Jade is next. She says that Danielle is a little ill, but when you model and travel you have to do well on shoots no matter what. Jade is ready to rock. She is ready to rock you with her stupidity, as well, as she says that she'll never forget shooting on the elephant, which reminds her of an ancient dinosaur. She adds, "'Cause they are in the dinosaur family." Yes, and birds are blind. And my cat, Miss Itty, pees apple juice. Is there some sort of National Geographic For Dummmies that we could buy from a charity drive, and then send in bulk to the show? Jade does not do a spectacular job and has trouble taking Jay's direction.

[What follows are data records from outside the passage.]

PR #2697, opened 2023-02-28
[GCU] Add vlanintf-validator

wen587:
#### What I did
Fix the bug of GCU vlan interface modification. It should call `ip neigh flush dev`  after removing interface ip. 
The fix is basically following config CLI's tradition.
#### How I did it
Add vlanintf service validator to check if extra step of `ip neigh flush` is needed.
#### How to verify it
GCU E2E test in dualtor testbed.


generic_config_updater/services_validator.py
```diff
@@ -101,3 +101,20 @@ def caclmgrd_validator(old_config, upd_config, keys):
...
+
+    old_keys = [ tuple(key.split("|"))
+            for key in old_vlan_intf if len(key.split("|")) == 2 ]
+    upd_keys = [ tuple(key.split("|"))
+            for key in upd_vlan_intf if len(key.split("|")) == 2 ]
+
+    deleted_keys = list(set(old_keys) - set(upd_keys))
+    for key in deleted_keys:
+        iface, iface_ip = key
+        rc = os.system(f"ip neigh flush dev {iface} {iface_ip}")
```
qiluo-msft, line 117: >system [](http://example.com/codeflow?start=16&length=6)

Add unit test if this is a bug fix.

generic_config_updater/services_validator.py
```diff
@@ -101,3 +101,20 @@ def caclmgrd_validator(old_config, upd_config, keys):
 
 def ntp_validator(old_config, upd_config, keys):
     return _service_restart("ntp-config")
+
+def vlanintf_validator(old_config, upd_config, keys):
+    old_vlan_intf = old_config.get("VLAN_INTERFACE", {})
+    upd_vlan_intf = upd_config.get("VLAN_INTERFACE", {})
+
+    old_keys = [ tuple(key.split("|"))
```
qiluo-msft, line 109: >old_keys [](http://example.com/codeflow?start=4&length=8)

Could you add some comments into each code block? For example, give some sample of old_keys and upd_keys, and explain your intention.

isabelmsft (approved):

isabelmsft:
The code changes look correct to me. But I noticed `services_validator.py` has extended beyond its original purpose to restart SONiC services when specific changes are being made. Maybe we can consider updating the naming convention if we keep the code structured like this.

qiluo-msft (approved):

PR #2698, opened 2023-02-28
Secure upgrade v2

ycoheNvidia:
What I did
Added support for secure upgrade

How I did it
It includes image signing during build (in sonic buildimage repo) and verification during image install (in sonic-utilities).
HLD can be found in the following PR: https://github.com/sonic-net/SONiC/pull/1024

How to verify it
Feature is used to allow image was not modified since built from vendor. During installation, image can be verified with a signature attached to it.
In order for image verification - image must be signed - need to provide signing key and certificate (paths in SECURE_UPGRADE_DEV_SIGNING_KEY and SECURE_UPGRADE_DEV_SIGNING_CERT in rules/config) during build , and during image install, need to enable secure boot flag in bios, and signing_certificate should be available in bios.

Feature dependencies
In order for this feature to work smoothly, need to have secure boot feature implemented as well.
The Secure boot feature will be merged in the near future.

sonic-buildimage PR: https://github.com/sonic-net/sonic-buildimage/pull/11862


Yarden-Z:
@qiluo-msft Can you please review and approve this PR?
Containing the original secure upgrade item and a fix for the bug found in aboot.

liat-grozovik:
@qiluo-msft , @Yarden-Z  @xumia please help to review this PR. this one must go into 202211 as well .

Yarden-Z (approved):

zhangyanzhao:
moved to 202305 release

liat-grozovik:
@qiluo-msft kindly reminder to review and provide feedback

sonic_installer/bootloader/bootloader.py
```diff
@@ -75,6 +75,10 @@ def supports_package_migration(self, image):
         """tells if the image supports package migration"""
         return True
 
+    def verify_image_sign(self, image_path):
```
qiluo-msft, line 78: >verify_image_sign [](http://example.com/codeflow?start=8&length=17)

A unsecure normal image is considered not signed image, and should return False.

ycoheNvidia: We want to verify image signature only of secure boot flag is enabled. This flow was already merged in previous PR  https://github.com/sonic-net/sonic-utilities/pull/2337 (that was reverted even though it had a fix ready in a day) and described and approved in the HLD as well (https://github.com/sonic-net/SONiC/pull/1024)

ycoheNvidia: @qiluo-msft please add your comments/approval

qiluo-msft: After checking HLD, my comment is still applicable.

qiluo-msft: If you mean "image verification not implemented", you should either throw NotImplmented exception or return a reasonable value to indicate the error. Silently "continue without verification" does not make sense.

ycoheNvidia: Modified the code as suggested, please review @qiluo-msft

zhangyanzhao:
@xumia can you please help to review this PR? Thanks.

liat-grozovik:
@qiluo-msft kindly reminder to follow up on changes based on your inputs.

sonic_installer/main.py
```diff
@@ -576,6 +577,16 @@ def install(url, force, skip_platform_check=False, skip_migration=False, skip_pa
                 "Aborting...", LOG_ERR)
             raise click.Abort()
 
+        # Calling verification script by default - signature will be checked if enabled in bios
+        echo_and_log("Verifing image {} signature...".format(binary_image_version))
+        try:
+            if not bootloader.verify_image_sign(image_path):
```
xumia, line 583: If the force option is enabled, can we skip the verify_image_sign, as descirption in line 514? The check logic should be the same behavior as line 567 (secure bot), right?

ycoheNvidia: @xumia we don't want to allow force option for this feature, it will reduce its security properties. This remark was addressed in the previous merged and reverted PR https://github.com/sonic-net/sonic-utilities/pull/2337 (at least as I can remember)

sonic_installer/main.py
```diff
@@ -576,6 +577,16 @@ def install(url, force, skip_platform_check=False, skip_migration=False, skip_pa
                 "Aborting...", LOG_ERR)
             raise click.Abort()
 
+        # Calling verification script by default - signature will be checked if enabled in bios
```
qiluo-msft, line 580: >Calling verification script by default [](http://example.com/codeflow?start=10&length=38)

You mentioned "We want to verify image signature only of secure boot flag is enabled." but the code is verifying image signature always.

Still silently "continue without verification" does not make sense.

sonic_installer/main.py
qiluo-msft: I agree with @xumia.
The security is protected by the secure boot process, not by the installer. If the user intention is to install it anyway, no matter it will boot or not, we should respect the intetion, right?

Yarden-Z: But this is not what was defined in the HLD for this feature.
If we would like to make a feature change for this item - it should go as a separate request.

scripts/verify_image_sign.sh
```diff
@@ -0,0 +1,75 @@
+#!/bin/sh
+image_file="${1}"
+cms_sig_file="sig.cms"
+lines_for_lookup=50
+SECURE_UPGRADE_ENABLED=0
+DIR="$(dirname "$0")"
+if [ -d "/sys/firmware/efi/efivars" ]; then
```
ycoheNvidia, line 7: call this specifically from main.py to decided if image verification is required

qiluo-msft (approved):

ycoheNvidia:
@qiluo-msft @liat-grozovik fixed minor print and issues - CI tests pass

qiluo-msft (approved):

StormLiangMS:
@DavidZagury  still got some question.

1. for device which support this secure upgrade
a. disabled, to boot unsecure image would be ok.   
b. enabled, unsecure image will be failed to boot. 
2. for device which doesn't support this secure upgrade feature.
a. unsecure image would be ok to boot/install.

DavidZagury:
> @DavidZagury  still got some question.
> 
> 1. for device which support this secure upgrade
> a. disabled, to boot unsecure image would be ok.   
> b. enabled, unsecure image will be failed to boot. 
> 2. for device which doesn't support this secure upgrade feature.
> a. unsecure image would be ok to boot/install.  
> 

1. Yes, if Secure Boot is enabled, only Secured OS can be installed and booted. Unsecured images will fail to be installed, and if were already pre-installed, will fail to boot. 
2. Yes. Devices that don't support Secure Boot will not check anything related to the security of the image, and any image it will be possible to install and boot any image, just as it were in the past.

Jay tells her that she's thinking about it too much, and notes that Jade becomes instantly stiff when he gives direction, and perhaps thinks it's a critique. Joanie agrees that Jade was stiff and looked uncomfortable with what she was doing. Sutan, the makeup artist, lies to Jade that she did well. Never trust a man who dresses like Tyra Banks, mostly because it means he shops at Victoria's Secret.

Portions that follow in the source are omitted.